Imitation forms our manners, our opinions, our very lives.

Irony is jesting hidden behind gravity.

Long careers of vice, that prosper even in their epitaphs, make cemeteries seem ridiculous, and death anything but a leveller.

Nothing truly precious swims helplessly in the great wake of God’s clear method, but every part of the man can be, and therefore strives to be, abreast of the other. The mountains follow the earth, the air has clasped the mountains, and daylight and starlight stream forward entangled in the air. Clutching for dear life to each other, all solid and tenuous things describe the great invariable motion, and God is in the manifoldness, drenching it with uniformity.

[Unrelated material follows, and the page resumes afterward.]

Issue #183, opened 2026-03-21
Per-provider proxy support for server-side fetch calls


wyuc:
Node.js native `fetch()` doesn't respect `HTTP_PROXY`/`HTTPS_PROXY`. We have a `proxyFetch` wrapper using undici, but currently only Tavily web search uses it. All other server-side providers (LLM, TTS, ASR, image, video) use raw `fetch()`, causing `fetch failed` errors for users who need a proxy.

Perfect prayers without a spot of blemish, though not one word be spoken, and no phrases known to mankind be tampered with, always pluck the heart out of the earth and move it softly, like a censer, to and fro beneath the face of heaven.

Poverty must make a match, or make an assignation, or make some bargain scandalous to the man who drives it. More shillings conceded to the making of a shirt would double the religion of mankind.

The laughter of man is the contentment of God.

The theory that can absorb the greatest number of facts, and persist in doing so, generation after generation, through all changes of opinion and of detail, is the one that must rule all observation.

To be a finite being is no crime, and to be the Infinite is not to be a creditor. As man was not consulted he does not find himself a party in a bargain, but a child in the household of love. Reconciliation, therefore, is not the consequence of paying a debt, or procuring atonement for an injury, but an organic process of the human life.

Welcome the hour that may put me where a man cannot take a dollar in exchange for a soul!